In his book, Who’s Araid of the Big Bad Dragon: Why China Has the Best (and Worst)Education System in the World, Yong Zhao blames the accountability system based on high stakes testing. True. This obession with test scores in the United States is unhealthy. Our politicians and state education leaders have convinced many school leaders that obtaining higher test scores is the ultimate goal and product of school systems. No wonder there are cheaters who cook the books of school accountability to make it look like their districts are performing better than they really are. Accountability in the United States is evolving into the same game that Wall Street bankers play; cook the books to make it look like things are better than they are.

But at the end of the day who are these who cook the books really fooling? Are our students really learning more than they ever had? Are we actually producing the best graduates we have ever produced? Is our graduation rate really any higher than it has ever been? In some ways, I am afraid accountability in education has become a game that educators play. In a culture where numbers ultimately matter more than kids, education has adopted the exact same thinking that Wall Street adopted; whatever you can do to make your bottom line appear better than actually is becomes acceptable. Instead of focusing genuinely on the kids, accountability is game of data manipulation.

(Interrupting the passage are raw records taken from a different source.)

PR #131, opened 2019-06-22
Format code using 'cargo fmt'

Atul9:


hannobraun:
Thank you for this pull request, @Atul9, but I'm not going to merge it.

`cargo fmt` provides consistent formatting. I don't care about consistent formatting, I care about readable formatting, and I don't think these changes make the code more readable. I don't think they make it particularly less readable either, but in the absence of any clear advantage, I'd rather not introduce a lot of churn that will introduce merge conflicts with any ongoing work.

Garcia and Hall did a great disservice to education by cheating. Their actions are inexcusable. Yet, there are other educators still playing the game of accountability, shifting data points around, in order to make it “appear that their school or district” is on top.

Wall Street's “book-cooking” tactics have no place in education. What we do as educators determines the course of young lives, and when our focus shifts from that to numbers alone, we too are as guilty as those who wrecked the economy, and who “cook the books of accountability” for appearances sake.